Langfuse — an open-source LLM observability platform that came out of YC W23 — has become a de facto standard for teams that take this seriously. It integrates with OpenTelemetry, LangChain, the OpenAI SDK, and others. It gives you traces, user sessions, prompt management, and cost dashboards in one place.

The fact that Langfuse is gaining this much traction is itself a signal: teams are realizing they shipped agents without instrumentation and are now going back to add it.

Other tools in this space include Arize, Portkey, and Braintrust. They’re all attacking the same problem: agents are increasingly production systems, and production systems need observability.

The pattern that’s emerging in 2026 is “proof chains, not just logs” — borrowed from the distributed systems world. A log tells you what happened. A proof chain tells you what happened, why, and that the record itself hasn’t been tampered with. For compliance-heavy environments, that distinction is starting to matter.

How does your deployment model affect your AI observability options?

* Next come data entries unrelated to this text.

PR #1214, opened 2024-09-27
Workspace types

coderbydesign:
## Link(s) to Jira
- https://issues.redhat.com/browse/RHCLOUD-35289

## Description of Intent of Change(s)
This adds a `type` column on the `Workspace` model in order to identify in the
code and API, which type of workspace an object is:

- `root`: top-level workspace for a tenant
- `default`: the default workspace for a tenant
- `standard`: any custom non-root/default workspace

Constraints are added to ensure a single root and single default workspace per tenant.

The `type` field is also return on workspace responses (but disallowed from create and update operations via the API):
```json
{
  "uuid": "3fa85f64-5717-4562-b3fc-2c963f66afa6",
  "parent_id": "3fa85f64-5717-4562-b3fc-2c963f66afa6",
  "type": "root",
  "name": "Workspace A",
  "description": "Description of Workspace A",
  "created": "2024-09-27T18:22:39.738Z",
  "modified": "2024-09-27T18:22:39.738Z"
}
```

## Local Testing
How can the feature be exercised?
How can the bug be exploited and fix confirmed?
Is any special local setup required?

## Checklist
- [x] if API spec changes are required, is the spec updated?
- [ ] are there any pre/post merge actions required? if so, document here.
- [x] are theses changes covered by unit tests?
- [ ] if warranted, are documentation changes accounted for?
- [ ] does this require migration changes?
  - [ ] if yes, are they backwards compatible?
- [ ] is there known, direct impact to dependent teams/components?
  - [ ] if yes, how will this be handled?

## Secure Coding Practices Checklist Link
- https://github.com/RedHatInsights/secure-coding-checklist

## Secure Coding Practices Checklist
- [ ] Input Validation
- [ ] Output Encoding
- [ ] Authentication and Password Management
- [ ] Session Management
- [ ] Access Control
- [ ] Cryptographic Practices
- [ ] Error Handling and Logging
- [ ] Data Protection
- [ ] Communication Security
- [ ] System Configuration
- [ ] Database Security
- [ ] File Management
- [ ] Memory Management
- [ ] General Coding Practices

PR #1215, opened 2024-09-27
Workspace types api

coderbydesign:
_**Note:** this is a PR into the feature branch for #1214 until it's merged_

## Link(s) to Jira
- https://issues.redhat.com/browse/RHCLOUD-35291

[Add type query param to Workspace spec for list](https://github.com/coderbydesign/insights-rbac/commit/3ff019e08ae07edf73c532ed5046749e12313bd9) 

This surfaces an enum in the API spec for `GET` on `/workspaces/` list:

- "all"
- "standard"
- "root"
- "default"

Where no `?type=` value, or `?type=all` signifies returning all workspace records.

[Add support for /workspaces/?type=all|standard|default|root query param](https://github.com/coderbydesign/insights-rbac/commit/04a01cb3af5dafd5e7d300c4ba557c7ca82b241e) 

When not supplied, or `all` is supplied on the `type` query param, return all
records, otherwise validate and subsequently use the `type` param value to
filter the queryset accordingly.

## Local Testing
Set your local data up to have multiple types of workspaces, and query with `/workspaces/?type=` with the correct enum values and note the response objects matching the type you filtered by.

## Checklist

- [ ] Input Validation
- [ ] Output Encoding
- [ ] Session Management
- [ ] Access Control
- [ ] Cryptographic Practices
- [ ] Data Protection
- [ ] Communication Security
- [ ] System Configuration
- [ ] Database Security
- [ ] File Management
- [ ] Memory Management

### DIFF
--- a/docs/source/specs/typespec/main.tsp
+++ b/docs/source/specs/typespec/main.tsp
@@ -222,7 +222,7 @@ namespace Workspaces {
         @query offset?: int64 = 0;
 
         @doc("Defaults to all when param is not supplied.")
-        @query type?: WorkspaceTypesQueryParam;
+        @query type?: WorkspaceTypesQueryParam = WorkspaceTypesQueryParam.all;
     ): WorkspaceListResponse | Problems.CommonProblems;
 
     @doc("Create workspace in tenant")
--- a/docs/source/specs/typespec/main.tsp
+++ b/docs/source/specs/typespec/main.tsp
@@ -102,6 +102,11 @@ namespace Workspaces {
         "standard"
     }
 
+    enum WorkspaceTypesQueryParam {
+        "all",
+        ...WorkspaceTypes
+    }
+
     model Workspace {
         @key uuid: UUID;
         parent_id?: UUID;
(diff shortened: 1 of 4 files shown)


astrozzc (approved):
LGTM!
Just wondering if we need the explicit "all" at all.
Maybe just in the request saying if you don't specify specific type, all types would be returned. Then we don't need the extra all and those logic

docs/source/specs/typespec/main.tsp
```diff
@@ -215,6 +220,9 @@ namespace Workspaces {
     @get op list(
         @query limit?: int64 = 10;
         @query offset?: int64 = 0;
+
+        @doc("Defaults to all when param is not supplied.")
+        @query type?: WorkspaceTypesQueryParam;
```
alechenninger, line 225: What do you think of adding the explicit default like this?
```suggestion
        @query type?: WorkspaceTypesQueryParam = WorkspaceTypesQueryParam.all;
```

alechenninger (approved):
Left one minor suggestion but LGTM!

docs/source/specs/typespec/main.tsp
coderbydesign: Well...I actually _tried_ to add this as a default the other day but must have been doing it wrong, because it wasn't compiling and I thought it was because of my custom enum. This works though, so updating! 😄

If you’re running agents on a SaaS platform, observability is whatever that platform gives you — which may be comprehensive, limited, or positioned as a paid add-on. You’re dependent on their data model, their retention policies, and their ability to produce the format your auditors want.

If you’re self-hosting your agent infrastructure, you control the logging layer entirely. You can define the schema, the retention period, the access controls, and the export format. Your audit trail lives on your servers, not in a vendor’s database that you can’t directly query.

For teams in regulated industries, this is often the deciding factor. It’s not just that you want observability — it’s that you need to own it, in a form you can hand to an auditor without going through a vendor support ticket.

What are the first steps to add observability to your existing AI agents?

If you’re operating agents without adequate observability, here’s where to start:

Step 1: Define what a “complete run record” means for your context. Write it down. What fields does your compliance team need? What would an auditor ask to see? This is your schema.

Step 2: Instrument at the agent level, not just the application level. Logging the final output isn’t enough. You need to capture the full prompt, any tool calls, intermediate model responses, and timing for each step.

Step 3: Make logs structured and queryable. A text file of agent outputs is not useful for compliance. JSON logs that you can query by user, by date range, by agent, by outcome — that’s what matters.

Step 4: Add cost attribution. Even if it’s not a compliance requirement, token costs per agent and per user will become important as you scale. Do this now while it’s easy.

Step 5: Test your audit story before you need it. Pick a specific agent run from last week. Can you reconstruct exactly what happened? If not, your observability is a gap you need to close before a real audit forces the issue.

How does Auxot handle AI agent observability?

Auxot logs every agent interaction by default — the full prompt, the model, the tool calls, the output, timing, and cost. Logs are stored on your own infrastructure, not ours. You define who has access.

For teams in regulated industries, this means your audit trail exists, is structured, and is yours to query and export. No support ticket required to pull records for a compliance review.

Every agent run in Auxot is associated with the specific user who triggered it, the agent configuration that handled it, and the model that processed it. If an auditor asks what your AI did with a patient’s record on a specific date, you can answer that question from your own data.

If you want to see how this works in practice, start with the tutorials →

Or, if you’re ready to run agents with built-in observability on your own hardware: install Auxot →


AI observability is a fast-moving space. The frameworks are getting better. The compliance requirements are getting clearer. The teams that instrument their agents correctly from the start will spend a lot less time retrofitting controls after the fact.